\subsection{Our Techniques}
\label{sec:our_techniques}
In this section we informally describe the techniques used in proving our main results.

{\it Theorem \ref{thm:main1}.} 

For ease of exposition we shall consider the special case of homogeneous linear regressors $f(\bx) = \br^{\sf T}\bx$ in 
$d$-dimensional space and $N(\mb{0}, \mb{I})$ as the feature-vector distribution $\mc{D}$. The algorithm is as follows: sample a $m$-sized collection of iid bags $\mc{B}$ from $\mc{D}_{\tn{bag}}(\mc{D}, f, q)$ and minimize the sample loss which is the sum of $L_{\tn{bag}}(B, y_B, h)$ over all bags in $\mc{B}$, w.r.t. the hypothesis $h(\bx) := \bv^{T}\bx$. The loss is convex and can be minimized in $\tn{poly}(m,d)$-time, and its gradient can be written using sample-dependent matrices (i.e., depending on the sampled bags) as a linear form in $\br$ and $\bv$. It can be seen that the loss is minimized at $\bv_{\tn{min}} = \mb{H J}\br$, where $\mb{H}$ is a matrix that can be derived from the feature-vectors in the sampled bags while $\mb{J}$ is a matrix which also depends on the choice of each bag's feature-vector labels chosen to be the bag-label.
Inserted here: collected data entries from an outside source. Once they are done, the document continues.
PR #2289, opened 2018-03-05
Get password from an RPC call

### LINKED ISSUE #187: Design key manager
Proper account/key manager is needed to handle confidential data as Ethereum private keys.

Private keys must be encrypted with password before stored anywhere. User must provide the password to unlock an account.

Checkout Ethereum solution (in pyethapp) and others.

Krigpl:
To be merged after electron changes are done.
Closes #187


golem/node.py
```diff
@@ -1,173 +1,218 @@
...
+        if password is not None:
+            if not self.set_password(password):
+                raise Exception("Password incorrect")
+
+    def start(self) -> None:
+
+        try:
+            rpc = self._start_rpc()
+            keys = chain_function(rpc, self._start_keys_auth)
+            docker = self._start_docker()
```
mfranciszkiewicz: Could you also start docker when RPC is ready? That would provide users with error / status information.

mfranciszkiewicz (approved):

Crucially however, one can show that $\mb{J}$ converges to the identity matrix with the sample size, and therefore one can take $\mb{H}^{-1}\bv_{\tn{min}}$ as the approximate solution. The analysis uses the fact that the sample-dependent matrices are sums of outer products of Gaussian vectors for which the subgaussian concentration inequalities bound the deviation from mean. The general case of non-homogeneous linear regressors and $N(\bm{\mu}, \bm{\Sigma})$ can be handled similarly, except that matrix factor also depends on $\bm{\mu}$ and $\bm{\Sigma}$, and can be estimated from the sampled bags.

{\it Theorem \ref{thm:main3}.} Using algebraic manipulations of the loss expression, we first show that expected loss $L_{\tn{bag}}(B, y_B, h')$ over a random bag $B$ from $\mc{D}_{\tn{bag}}(\mc{D}, f, q)$ is greater than the same loss for $\hat{f} := f/q + (1- 1/q)\E[f]$ by exactly $\tn{err}_2(\mc{D}, \hat{f}, h')$, for any regressor $h$. In particular, the expected loss $\E_{B \in \mc{D}_{\tn{bag}}}\left[L_{\tn{bag}}(B, y_B, h')\right]$ is minimized by $\hat{f}$. Further, by our assumption on $\mc{F}$, $f \in \mc{F} \Rightarrow h \in \mc{F}$. Applying the generalization error bound on each of the $q$ loss terms in $L_{\tn{bag}}(B, y_B, h')$ we obtain generalization error between $L_{\tn{bag}}$ averaged over sampled bags $\mc{B}$ and $\E_{B \in \mc{D}_{\tn{bag}}}\left[L_{\tn{bag}}(B, y_B, h')\right]$. Using these bounds for $\hat{f} \in \mc{F}$ as well as for the  optimizer $h$ of $L_{\tn{bag}}$ averaged over sampled bags, we obtain that $\E_{B \in \mc{D}_{\tn{bag}}}\left[L_{\tn{bag}}(B, y_B, h)\right] \leq \E_{B \in \mc{D}_{\tn{bag}}}\left[L_{\tn{bag}}(B, y_B, h')\right] + \eps$. Our previous argment then implies that  $\tn{err}_2(\mc{D}, \hat{f}, h) \leq \eps$. Using $qh - (q-1)K'$ as the hypothesis yields the desired error bound, where $K'$ is an accurate estimate of $\E[f]$ which can be efficiently  computed by sampling additional bags.